## Available data
****
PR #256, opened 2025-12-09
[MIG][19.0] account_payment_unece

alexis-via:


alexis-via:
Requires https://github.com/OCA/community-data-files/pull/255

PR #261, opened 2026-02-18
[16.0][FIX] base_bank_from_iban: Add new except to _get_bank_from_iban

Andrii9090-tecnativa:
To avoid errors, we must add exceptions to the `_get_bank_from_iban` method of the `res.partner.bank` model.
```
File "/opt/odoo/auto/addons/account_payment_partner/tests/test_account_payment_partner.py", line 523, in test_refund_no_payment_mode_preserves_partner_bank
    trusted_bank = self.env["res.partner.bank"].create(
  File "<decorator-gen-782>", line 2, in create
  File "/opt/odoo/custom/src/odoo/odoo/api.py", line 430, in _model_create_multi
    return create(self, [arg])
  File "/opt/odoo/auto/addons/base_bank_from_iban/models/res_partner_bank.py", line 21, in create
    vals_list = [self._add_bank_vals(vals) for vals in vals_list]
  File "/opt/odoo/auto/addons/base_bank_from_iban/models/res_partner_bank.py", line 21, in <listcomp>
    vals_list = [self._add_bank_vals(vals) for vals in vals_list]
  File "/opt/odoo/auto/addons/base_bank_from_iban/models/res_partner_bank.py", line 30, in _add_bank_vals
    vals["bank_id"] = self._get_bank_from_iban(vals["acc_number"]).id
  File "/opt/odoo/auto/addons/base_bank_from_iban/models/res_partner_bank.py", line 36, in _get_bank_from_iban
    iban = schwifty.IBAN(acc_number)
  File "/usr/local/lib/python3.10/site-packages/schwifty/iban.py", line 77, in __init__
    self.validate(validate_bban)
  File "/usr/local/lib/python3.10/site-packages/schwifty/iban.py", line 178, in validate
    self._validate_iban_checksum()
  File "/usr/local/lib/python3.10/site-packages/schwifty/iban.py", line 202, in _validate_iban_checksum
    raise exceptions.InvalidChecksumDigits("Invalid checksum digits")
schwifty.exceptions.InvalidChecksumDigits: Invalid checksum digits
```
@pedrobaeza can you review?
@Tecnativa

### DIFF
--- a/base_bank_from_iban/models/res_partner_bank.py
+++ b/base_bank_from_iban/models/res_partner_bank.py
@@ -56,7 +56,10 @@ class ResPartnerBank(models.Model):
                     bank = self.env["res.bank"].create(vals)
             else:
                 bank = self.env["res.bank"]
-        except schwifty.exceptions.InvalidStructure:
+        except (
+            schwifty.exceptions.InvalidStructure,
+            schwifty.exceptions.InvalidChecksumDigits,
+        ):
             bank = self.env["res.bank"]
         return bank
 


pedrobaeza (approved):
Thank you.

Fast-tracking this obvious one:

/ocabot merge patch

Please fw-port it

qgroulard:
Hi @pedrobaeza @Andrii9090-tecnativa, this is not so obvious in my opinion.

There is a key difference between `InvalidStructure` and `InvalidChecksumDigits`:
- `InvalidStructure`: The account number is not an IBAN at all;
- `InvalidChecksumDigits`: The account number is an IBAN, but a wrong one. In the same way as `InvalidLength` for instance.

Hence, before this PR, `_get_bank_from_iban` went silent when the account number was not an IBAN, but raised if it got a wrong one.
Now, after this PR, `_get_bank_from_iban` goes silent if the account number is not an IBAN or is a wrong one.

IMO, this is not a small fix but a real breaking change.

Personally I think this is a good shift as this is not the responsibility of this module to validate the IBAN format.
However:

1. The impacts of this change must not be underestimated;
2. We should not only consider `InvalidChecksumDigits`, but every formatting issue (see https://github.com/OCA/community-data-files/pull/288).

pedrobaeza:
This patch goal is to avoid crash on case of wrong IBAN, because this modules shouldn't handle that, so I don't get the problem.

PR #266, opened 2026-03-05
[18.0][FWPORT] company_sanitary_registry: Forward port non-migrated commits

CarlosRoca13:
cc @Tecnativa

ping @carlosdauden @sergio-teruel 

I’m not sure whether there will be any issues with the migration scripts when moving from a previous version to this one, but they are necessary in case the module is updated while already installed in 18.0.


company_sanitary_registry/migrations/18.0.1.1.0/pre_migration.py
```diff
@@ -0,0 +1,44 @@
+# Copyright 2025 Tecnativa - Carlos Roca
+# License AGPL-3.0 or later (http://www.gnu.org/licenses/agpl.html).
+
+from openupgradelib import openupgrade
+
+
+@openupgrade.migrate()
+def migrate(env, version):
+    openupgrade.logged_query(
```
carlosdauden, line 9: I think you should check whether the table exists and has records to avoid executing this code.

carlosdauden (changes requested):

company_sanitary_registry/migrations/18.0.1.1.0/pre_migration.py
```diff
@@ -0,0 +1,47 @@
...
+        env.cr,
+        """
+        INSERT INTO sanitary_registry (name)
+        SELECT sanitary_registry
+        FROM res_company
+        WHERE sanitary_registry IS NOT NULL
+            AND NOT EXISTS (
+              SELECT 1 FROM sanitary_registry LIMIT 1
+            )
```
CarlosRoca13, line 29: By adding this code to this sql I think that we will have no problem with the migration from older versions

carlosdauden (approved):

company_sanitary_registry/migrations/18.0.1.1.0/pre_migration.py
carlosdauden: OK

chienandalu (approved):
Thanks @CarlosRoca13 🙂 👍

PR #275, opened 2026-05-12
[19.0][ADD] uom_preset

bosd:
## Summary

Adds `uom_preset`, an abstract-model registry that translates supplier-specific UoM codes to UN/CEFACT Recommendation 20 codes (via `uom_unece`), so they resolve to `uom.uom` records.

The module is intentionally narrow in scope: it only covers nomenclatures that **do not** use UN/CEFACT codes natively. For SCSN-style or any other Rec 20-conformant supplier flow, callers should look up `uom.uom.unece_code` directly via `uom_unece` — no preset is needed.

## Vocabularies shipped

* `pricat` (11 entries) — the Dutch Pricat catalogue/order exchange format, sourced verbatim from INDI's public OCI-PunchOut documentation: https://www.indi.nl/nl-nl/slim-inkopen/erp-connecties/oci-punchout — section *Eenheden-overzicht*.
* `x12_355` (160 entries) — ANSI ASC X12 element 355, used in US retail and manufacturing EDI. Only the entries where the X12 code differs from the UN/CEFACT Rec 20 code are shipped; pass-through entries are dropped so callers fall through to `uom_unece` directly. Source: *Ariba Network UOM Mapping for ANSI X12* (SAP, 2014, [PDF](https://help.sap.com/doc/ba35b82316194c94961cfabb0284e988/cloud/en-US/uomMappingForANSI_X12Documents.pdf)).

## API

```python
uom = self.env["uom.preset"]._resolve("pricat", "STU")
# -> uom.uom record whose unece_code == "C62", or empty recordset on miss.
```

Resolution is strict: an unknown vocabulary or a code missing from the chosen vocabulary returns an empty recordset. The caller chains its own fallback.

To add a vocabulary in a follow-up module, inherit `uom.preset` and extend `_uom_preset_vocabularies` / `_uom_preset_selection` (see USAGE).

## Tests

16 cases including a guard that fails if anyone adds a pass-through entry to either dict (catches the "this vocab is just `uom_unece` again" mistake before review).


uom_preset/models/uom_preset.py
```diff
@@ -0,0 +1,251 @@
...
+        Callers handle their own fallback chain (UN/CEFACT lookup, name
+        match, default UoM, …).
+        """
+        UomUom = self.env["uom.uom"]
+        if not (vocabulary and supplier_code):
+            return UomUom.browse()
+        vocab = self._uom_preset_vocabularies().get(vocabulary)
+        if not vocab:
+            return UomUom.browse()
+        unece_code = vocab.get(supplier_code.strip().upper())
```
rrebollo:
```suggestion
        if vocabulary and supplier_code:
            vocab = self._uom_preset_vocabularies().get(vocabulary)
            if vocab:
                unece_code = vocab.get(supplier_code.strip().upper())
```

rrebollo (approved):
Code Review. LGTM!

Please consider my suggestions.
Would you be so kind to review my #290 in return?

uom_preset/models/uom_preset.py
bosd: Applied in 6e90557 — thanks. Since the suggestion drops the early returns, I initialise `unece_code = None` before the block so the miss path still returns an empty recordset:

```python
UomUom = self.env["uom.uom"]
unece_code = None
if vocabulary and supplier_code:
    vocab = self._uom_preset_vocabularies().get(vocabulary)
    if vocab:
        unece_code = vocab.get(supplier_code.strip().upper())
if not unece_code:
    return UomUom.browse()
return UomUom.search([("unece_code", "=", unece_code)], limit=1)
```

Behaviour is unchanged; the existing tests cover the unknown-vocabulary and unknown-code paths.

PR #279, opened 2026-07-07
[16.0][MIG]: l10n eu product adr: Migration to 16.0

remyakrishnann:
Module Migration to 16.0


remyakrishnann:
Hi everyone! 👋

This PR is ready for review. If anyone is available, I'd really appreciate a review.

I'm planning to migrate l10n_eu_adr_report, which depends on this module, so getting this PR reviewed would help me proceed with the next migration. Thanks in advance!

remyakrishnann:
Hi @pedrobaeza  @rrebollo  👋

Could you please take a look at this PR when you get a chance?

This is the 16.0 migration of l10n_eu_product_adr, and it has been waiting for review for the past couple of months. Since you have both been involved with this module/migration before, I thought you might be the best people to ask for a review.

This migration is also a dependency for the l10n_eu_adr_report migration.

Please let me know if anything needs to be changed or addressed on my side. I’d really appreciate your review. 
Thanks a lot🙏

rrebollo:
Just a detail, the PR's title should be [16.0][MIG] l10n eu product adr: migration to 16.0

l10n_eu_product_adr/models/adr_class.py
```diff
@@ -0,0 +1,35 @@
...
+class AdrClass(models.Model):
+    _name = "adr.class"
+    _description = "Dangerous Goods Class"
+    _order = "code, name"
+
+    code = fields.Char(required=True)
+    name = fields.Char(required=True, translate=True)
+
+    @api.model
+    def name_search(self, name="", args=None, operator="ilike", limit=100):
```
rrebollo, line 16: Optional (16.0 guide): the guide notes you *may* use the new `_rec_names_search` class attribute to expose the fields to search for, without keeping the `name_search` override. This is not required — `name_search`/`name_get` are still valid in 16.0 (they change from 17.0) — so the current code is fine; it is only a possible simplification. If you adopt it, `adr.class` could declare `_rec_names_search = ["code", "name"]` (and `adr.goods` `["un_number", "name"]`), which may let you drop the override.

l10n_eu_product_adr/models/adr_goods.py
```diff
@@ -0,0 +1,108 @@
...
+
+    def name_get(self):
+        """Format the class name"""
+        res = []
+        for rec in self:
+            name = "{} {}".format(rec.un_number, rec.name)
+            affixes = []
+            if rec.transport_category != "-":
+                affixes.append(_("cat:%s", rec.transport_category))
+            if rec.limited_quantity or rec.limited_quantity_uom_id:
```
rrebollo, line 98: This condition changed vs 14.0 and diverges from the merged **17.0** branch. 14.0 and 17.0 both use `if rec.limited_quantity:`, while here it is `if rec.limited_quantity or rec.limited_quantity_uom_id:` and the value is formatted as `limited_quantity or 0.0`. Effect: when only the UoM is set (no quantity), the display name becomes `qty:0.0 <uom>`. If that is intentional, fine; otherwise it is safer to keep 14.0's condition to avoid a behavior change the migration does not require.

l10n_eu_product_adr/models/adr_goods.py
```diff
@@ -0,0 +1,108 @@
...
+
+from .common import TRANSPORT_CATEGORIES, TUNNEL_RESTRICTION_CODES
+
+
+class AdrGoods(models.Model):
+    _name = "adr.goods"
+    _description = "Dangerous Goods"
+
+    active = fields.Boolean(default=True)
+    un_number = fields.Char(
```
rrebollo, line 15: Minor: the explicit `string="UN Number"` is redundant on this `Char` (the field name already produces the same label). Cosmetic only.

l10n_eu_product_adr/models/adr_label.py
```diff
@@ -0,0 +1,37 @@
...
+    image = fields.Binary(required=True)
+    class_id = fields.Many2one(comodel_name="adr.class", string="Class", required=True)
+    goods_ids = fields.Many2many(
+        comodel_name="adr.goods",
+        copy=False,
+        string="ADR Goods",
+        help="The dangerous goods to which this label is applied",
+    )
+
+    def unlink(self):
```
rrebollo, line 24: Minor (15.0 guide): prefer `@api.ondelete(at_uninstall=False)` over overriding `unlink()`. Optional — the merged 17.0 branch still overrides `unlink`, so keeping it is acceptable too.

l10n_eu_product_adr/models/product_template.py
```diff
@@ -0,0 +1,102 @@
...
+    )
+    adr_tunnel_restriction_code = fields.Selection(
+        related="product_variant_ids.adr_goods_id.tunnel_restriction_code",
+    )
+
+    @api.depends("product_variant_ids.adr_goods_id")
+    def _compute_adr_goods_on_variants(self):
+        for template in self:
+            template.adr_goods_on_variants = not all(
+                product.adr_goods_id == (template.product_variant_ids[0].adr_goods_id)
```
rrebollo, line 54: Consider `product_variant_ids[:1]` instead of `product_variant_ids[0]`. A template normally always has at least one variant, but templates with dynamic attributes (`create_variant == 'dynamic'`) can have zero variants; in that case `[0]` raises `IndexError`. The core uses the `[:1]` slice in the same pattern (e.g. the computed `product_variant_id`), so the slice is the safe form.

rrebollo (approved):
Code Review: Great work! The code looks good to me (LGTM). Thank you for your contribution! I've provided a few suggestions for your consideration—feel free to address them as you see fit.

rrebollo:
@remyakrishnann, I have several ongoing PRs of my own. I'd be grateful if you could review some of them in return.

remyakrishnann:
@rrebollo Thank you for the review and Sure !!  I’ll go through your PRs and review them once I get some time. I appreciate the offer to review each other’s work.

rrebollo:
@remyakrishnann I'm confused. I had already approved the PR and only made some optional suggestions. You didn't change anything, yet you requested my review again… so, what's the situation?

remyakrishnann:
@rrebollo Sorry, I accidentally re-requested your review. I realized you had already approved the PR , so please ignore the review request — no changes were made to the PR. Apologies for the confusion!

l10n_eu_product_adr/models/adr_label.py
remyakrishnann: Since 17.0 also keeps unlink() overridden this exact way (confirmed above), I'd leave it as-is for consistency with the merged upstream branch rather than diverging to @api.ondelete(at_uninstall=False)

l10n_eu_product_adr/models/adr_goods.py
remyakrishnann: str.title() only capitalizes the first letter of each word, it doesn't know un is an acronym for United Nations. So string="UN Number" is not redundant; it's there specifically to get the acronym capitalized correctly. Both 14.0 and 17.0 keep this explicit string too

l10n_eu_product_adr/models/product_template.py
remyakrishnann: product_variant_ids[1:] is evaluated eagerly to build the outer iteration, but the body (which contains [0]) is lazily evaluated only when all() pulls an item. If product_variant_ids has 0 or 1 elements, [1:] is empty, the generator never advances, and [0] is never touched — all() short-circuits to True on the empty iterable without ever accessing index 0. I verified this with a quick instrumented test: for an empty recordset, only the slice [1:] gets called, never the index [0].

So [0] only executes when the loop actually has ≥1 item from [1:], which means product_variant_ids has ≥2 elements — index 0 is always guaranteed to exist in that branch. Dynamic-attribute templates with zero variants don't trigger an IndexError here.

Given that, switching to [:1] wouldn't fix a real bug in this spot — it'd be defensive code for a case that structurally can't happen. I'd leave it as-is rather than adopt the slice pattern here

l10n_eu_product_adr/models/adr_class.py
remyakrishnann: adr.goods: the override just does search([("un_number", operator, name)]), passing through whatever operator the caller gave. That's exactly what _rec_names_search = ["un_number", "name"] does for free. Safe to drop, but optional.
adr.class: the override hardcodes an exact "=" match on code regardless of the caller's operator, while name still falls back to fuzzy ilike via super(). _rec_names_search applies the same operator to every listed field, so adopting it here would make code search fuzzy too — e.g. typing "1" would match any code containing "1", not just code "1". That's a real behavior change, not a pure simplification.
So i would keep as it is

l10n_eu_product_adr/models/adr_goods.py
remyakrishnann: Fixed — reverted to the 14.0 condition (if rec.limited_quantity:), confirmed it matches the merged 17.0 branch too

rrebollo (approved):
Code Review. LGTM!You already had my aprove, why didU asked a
****
## Problem statement
Report every line containing the string "upper" in the material.

## Response to this task
+        unece_code = vocab.get(supplier_code.strip().upper())
                unece_code = vocab.get(supplier_code.strip().upper())
        unece_code = vocab.get(supplier_code.strip().upper())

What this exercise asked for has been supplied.